Temat: Przybłąkał się czarny, przesłodziaśny Labrador
Nie przesadzacie trochę z tym "dramatem" jaki ten piesek przechodzi.
Ok, warunki w schronisku nie są może najlepsze ale dużo lepsze niż były np 10 lat temu. Myślicie że to wina pani dyrektor że miasto daje tylko tyle pieniędzy ile daje?
Ten piesek spędzi tam jedynie dwa tygodnie, to naprawdę jeszcze nie dramat i trudno się też dziwić poddenerwowaniu pani dyrektor. Gdybym był na jej miejscu też bym się denerwował że nikt nie chce psów które są tam od lat 6 czy dłużej.
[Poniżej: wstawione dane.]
PR #77, opened 2015-10-19
Parallelization

rgiordan:
The main point of this CL is the interprocess communication for distributed ELBO computation, together with a benchmark script.  I also made an iJulia notebook with some examples of how the low-level julia RemoteRef()s work.  There is also an attempt to do an approximate block diagonal Hessian that doesn't work very well and which we'll probably ultimately abandon, but for now I'd like to just check it in.


jeff-regier:
Looks good

PR #78, opened 2015-10-21
Efficient Hessian Calculation

rgiordan:
Here's a scalable version of the forward auto diff Hessian.  Also I make the "vector" parameters into matrices that get flattened just before going into optimization routines.  It's not all the way to where it needs to go, but I'll make the pull request in the spirit of more smaller pulls.

### DIFF
--- a/src/ElboDeriv.jl
+++ b/src/ElboDeriv.jl
@@ -884,6 +884,46 @@ end
 
 
 @doc """
+Calculate the ELBO only for tiles containing a particular source.
+This can save a lot of computation when using autodifferentiation to get
+the Hessian.  The values of the ELBO and derivatives will be incorrect,
+but if only VariationalParams associated with deriv_source have non-zero
+epsilon, then the DualNumber derivatives will be correct.
+
+Args:
+  - tiled_blob: The TiledBlob
+  - mp_dual: A dual representation of the ModelParams with all zero epsilons.
+  - accum: A dual number sensitive float.
+  - deriv_source: An integer index from 1 to mp.S.  Only tiles containing
+      deriv_source as a source will be calculated.
+
+Returns:
+  - Clears and updates the SensitiveFloat accum in place.
+""" ->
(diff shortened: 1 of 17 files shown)


jeff-regier:
Looks good. I take it you're trying to get block coordinate ascent running with dual numbers before switching to a manually computing the block diagonal of the Hessian. (?) That seems like a good approach.

rgiordan:
That's right.  This last change makes the autodiff hessian scale pretty
well over multiple processors, and so should be fast enough to run on an
actual frame.  I think it would be cool to see results on real data sooner
rather than later.

Will you be on campus today between 1 and 4?  We could meet to chat a
little.

src/ElboDeriv.jl
```diff
@@ -872,12 +874,52 @@ function tile_predicted_image{NumType <: Number}(
...
+                       star_mcs,
+                       gal_mcs,
+                       accum)
+end
+
+
+@doc """
+Calculate the ELBO only for tiles containing a particular source.
+This can save a lot of computation when using autodifferentiation to get
+the Hessian.  The values of the ELBO and derivatives will be incorrect,
```
jeff-regier, line 889: How come the derivatives might not be correct? They'll be correct for one source (the one we've used to select the relevant tiles), right? Does this function compute derivatives for sources other than that one?

jeff-regier:
Yeah, sounds good, how about 3 pm in the stat lounge?

src/ElboDeriv.jl
rgiordan, line 889: Yes, they'll be correct for sources in `tile_sources` and incorrect for the others.  Of course, the likelihood function computes derivatives for all sources, since `accum` is the size of `mp.S`.  Consider a source that is not in `tile_sources` but influences a tile that is also influenced by a source in `tile_sources`.  Such a source will have correct second derivatives (with respect to a source in `tile_sources`) but incorrect first derivatives returned by this function.

rgiordan:
SGTM, see you then.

Mój labradorek zabrany z tego schroniska (spędził tam blisko 4 miesiące) już po kilku dniach zachowywał się jak normalny, zdrowy pies. I choć z początku bywał agresywny wobec innych psów tak już po paru tygodniach stał się łagodny jak baranek.
Jestem pewien że ktokolwiek tego pieska weźmie to już po kilku dniach oboje zapomną w jakich okolicznościach się poznali.
Mam nadzieję że ci wszyscy którzy tak ochoczo do tej pory deklarowali się go przygarnąć i rozczulali nad jego losem dotrzymają słowa, bo pies w domu to MUSI być przemyślana decyzja!
Pozdrawiam wszystkich.
ps. moją intencją nie jest dewaluowanie niczyich słów czy emocji ale postawienie sytuacji w nieco bardziej rzeczowy czy wręcz przyziemny sposób. Tak aby żadna decyzja podjęta w kwestii tego psiaka przez kogokolwiek z uczestników tej dyskusji nie wynikała tylko i wyłącznie z emocji.